RECORD EXTRACTS:
[Start of Attachment]

PR #510, opened 2026-02-27
Added support for output-field-level bit-for-bit hashing.

jeff-cohere:
This feature can be enabled by placing `-f` after the input file name on the command line invocation of a validation driver. For example:

```
$ ./aero_model_driver stand_aero_model_calcsize_water_uptake_dr_ts_379.yaml -f
Kokkos::OpenMP::initialize WARNING: OMP_PROC_BIND environment variable not set
  In general, for best performance with OpenMP 4.0 or better set OMP_PROC_BIND=spread and OMP_PLACES=threads
  For best performance with OpenMP 3.1 set OMP_PROC_BIND=true
  For unit testing set OMP_PROC_BIND=false

./aero_model_driver: reading stand_aero_model_calcsize_water_uptake_dr_ts_379.yaml
./aero_model_driver: writing mam4xx_stand_aero_model_calcsize_water_uptake_dr_ts_379.py
mam4xx hash> exe=aero_model_driver input=stand_aero_model_calcsize_water_uptake_dr_ts_379.yaml date=2026-01-27-83933
      input: 5cba3a3366230ab0
 dgnumdry_m: 5549d65ce4f1eeff
   dgnumwet: 57665e9db29025b7
    ptend_q: cc2502535bb91c97
    qaerwat: 62469b2c0c8ac354
       qqcw: 43ed63a1d05c36c9
    state_q: 17908af35365a080
    wetdens: a6a1caf89328460a
```

We could use the more standard approach of placing options before the input file, but this would require changing all the drivers and I just wanted to hack something in. Willing to update if anyone feels strongly about this.

### DIFF
--- a/src/validation/validation.cpp
+++ b/src/validation/validation.cpp
@@ -88,17 +88,11 @@ void print_bfbhash(Ensemble *e) {
           std::string name;
           Real scalar;
           while (output.next_scalar(name, scalar)) {
-            if (accum_by_field.find(name) == accum_by_field.end()) {
-              accum_by_field[name] = HashType();
-            }
             mam4::bfbhash::hash(scalar, accum_by_field[name]);
           }
 
           std::vector<Real> array;
           while (output.next_array(name, array)) {
-            if (accum_by_field.find(name) == accum_by_field.end()) {
-              accum_by_field[name] = HashType();
-            }
             hash(array, accum_by_field[name]);
           }
         });


odiazib (commented):
It looks good to me. Thanks for adding hashes per variable. I will try using this feature soon. I’m okay with merging this PR.

PR #525, opened 2026-04-02
Use uniform include header guard macro names.

overfelt:
Make MAM4XX_ the initial macro name characters for the #ifndef at the top of mam4xx header files. There were only a couple of header files that did not use this mam4xx standard.


jeff-cohere (approved):
Excellent. Thanks, James!

odiazib (approved):

PR #526, opened 2026-04-02
Replace arrays of views wtih multidim views in dropmixnuc.

overfelt:
This is a simple replacement of arrays of views, e.g. `View1D raercol[pver][2] -> View3D raercol `. 

Defining as multidimensional views is more efficient in memory uses as only a single Kokkos view is used instead of many. It also allows for the memory to be allocated in a single allocation instead of many separate allocations. It also simplifies the code.  

[BFB]


src/mam4xx/ndrop.hpp
```diff
@@ -1297,14 +1297,16 @@ void update_from_explmix(
...
           const int km1 = haero::max(k - 1, top_lev);
-          const View1D &raercol_km1_nsav = raercol[km1][nsav];
-          const View1D &raercol_k_nsav = raercol[k][nsav];
-          const View1D &raercol_kp1_nsav = raercol[kp1][nsav];
-          const View1D &raercol_k_nnew = raercol[k][nnew];
-          const View1D &raercol_cw_km1_nsav = raercol_cw[km1][nsav];
-          const View1D &raercol_cw_k_nsav = raercol_cw[k][nsav];
-          const View1D &raercol_cw_kp1_nsav = raercol_cw[kp1][nsav];
-          const View1D &raercol_cw_k_nnew = raercol_cw[k][nnew];
+          const View1D raercol_km1_nsav = ekat::subview(raercol, km1, nsav);
```
odiazib: raercol in the EAMxx interface will have the layout `(ncol, nlev, nsav)`. Does it make a difference if we use `(ncol, nsav, nlev)`, particularly in terms of performance and memory access? In our case, the fastest-varying index in memory will be `nsav`. With the layout `(ncol, nlev, nsav)`, will accesses along nsav be contiguous?

odiazib (approved):

jeff-cohere (approved):

PR #528, opened 2026-04-07
Testing out new EKAT install in standalone mam4xx for Luca.

jeff-cohere:
EKAT is switching to use FetchContent for some of its dependencies. This PR is just a test of these changes to EKAT's installation procedures to make sure it still works for mam4xx. It won't be merged.


bartgol:
After modifying the workflow file to tell actions/checkout to grab the correct ekat branch, this seems to work. We can close.

PR #532, opened 2026-04-10
Moves the AeroProcess class (unused by EAMxx) to the validation suite.

jeff-cohere:
References to AeroProcess and related type aliases are removed. Unit tests that only test AeroProcess instances are also removed. Existing validation tests that use AeroProcess retain access to this class.

Closes #522


src/tests/CMakeLists.txt
```diff
@@ -23,14 +23,10 @@ target_link_libraries(mam4xx_tests mam4xx)
 
 EkatCreateUnitTest(utils_unit_tests utils_unit_tests.cpp
   LIBS mam4xx_tests USER_DEFINED_TEST_SESSION)
-EkatCreateUnitTest(mam4_nucleation_unit_tests mam4_nucleation_unit_tests.cpp
```
odiazib, line 26: We may want to check whether this unit test is exercising code that we currently use in EAMxx.

src/tests/CMakeLists.txt
```diff
@@ -23,14 +23,10 @@ target_link_libraries(mam4xx_tests mam4xx)
...
-  LIBS mam4xx_tests USER_DEFINED_TEST_SESSION)
 EkatCreateUnitTest(mam4_gasaerexch_unit_tests mam4_gasaerexch_unit_tests.cpp
   LIBS mam4xx_tests USER_DEFINED_TEST_SESSION)
 EkatCreateUnitTest(mam4_coagulation_unit_tests mam4_coagulation_unit_tests.cpp
   LIBS mam4xx_tests USER_DEFINED_TEST_SESSION)
-EkatCreateUnitTest(mam4_calcsize_unit_tests mam4_calcsize_unit_tests.cpp
```
odiazib, line 32: We may want to check whether this unit test is exercising code that we currently use in EAMxx.

src/tests/CMakeLists.txt
jeff-cohere: This test just constructs a NucleationProcess class and calls `compute_tendencies()` on it. I don't think we use either of these things.

src/tests/CMakeLists.txt
jeff-cohere: Like the nucleation test, this just constructs a CalcSizeProcess and computes tendencies. In both this and the nucleation test, all we do is check that the tendencies are not NaNs.

odiazib (approved):
Thanks for cleaning this up. I wish we could use this framework in EAMxx. However, the EAMxx team already has an established framework, which makes this approach difficult to use there.

PR #539, opened 2026-04-17
Replacing workspace array of views with a 2D view in wet scavenging code.

jeff-cohere:
In line with James's recent slew of optimizations, I'm replacing an array of scratch views with a single 2D view. Maybe we'll see a little performance boost?

### DIFF
--- a/src/mam4xx/wet_dep.hpp
+++ b/src/mam4xx/wet_dep.hpp
@@ -1970,7 +1970,8 @@ void aero_model_wetdep(
   work_ptr += aero_model::pcnst * 2;
 
   const int num_tendencies_workspaces = 14;
-  View2D compute_q_tendencies_workspace(work_ptr, num_tendencies_workspaces, mam4::nlev);
+  View2D compute_q_tendencies_workspace(work_ptr, num_tendencies_workspaces,
+                                        mam4::nlev);
   work_ptr += num_tendencies_workspaces * mam4::nlev;
 
   /// error check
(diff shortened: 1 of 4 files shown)


jeff-cohere:
To be clear: I don't expect much of a performance gain from this, since the memory was already being allocated from a contiguous block. But this change cleans things up a bit and gets this "array of views" pattern off our radar.

overfelt (approved):

src/mam4xx/wet_dep.hpp
```diff
@@ -1165,18 +1165,19 @@ void compute_q_tendencies(
...
     evap[k] = mam4::max(0.0, evapr[k] * pdel[k] / gravit);
     rain[k] = mam4::max(0.0, prain[k] * pdel[k] / gravit);
   });
 
-  View1D precabs = workspace[3];
-  View1D precabs_tmp = workspace[4];
-  View1D precabs_base = workspace[5];
-  View1D precabs_base_tmp = workspace[6];
+  // (look below for workspace 2)
+  View1D precabs = ekat::subview(workspace, 3);
```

[End of Attachment]

ACTIVITY:
Determine how many lines of the listing include the word "output" and report nothing but the number.

ANSWER TO THE EXERCISE:
3